TASK DIRECTIONS |
The expected output is the data below, restated word for word.

DATA PROVIDED |
# # # # # # #

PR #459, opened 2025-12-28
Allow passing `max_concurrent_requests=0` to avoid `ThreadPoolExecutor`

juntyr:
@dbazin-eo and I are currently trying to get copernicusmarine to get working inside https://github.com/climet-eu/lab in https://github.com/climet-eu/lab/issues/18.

# # # # # # #

TASK RESPONSE |
PR #459, opened 2025-12-28
Allow passing `max_concurrent_requests=0` to avoid `ThreadPoolExecutor`

juntyr:
@dbazin-eo and I are currently trying to get copernicusmarine to get working inside https://github.com/climet-eu/lab in https://github.com/climet-eu/lab/issues/18.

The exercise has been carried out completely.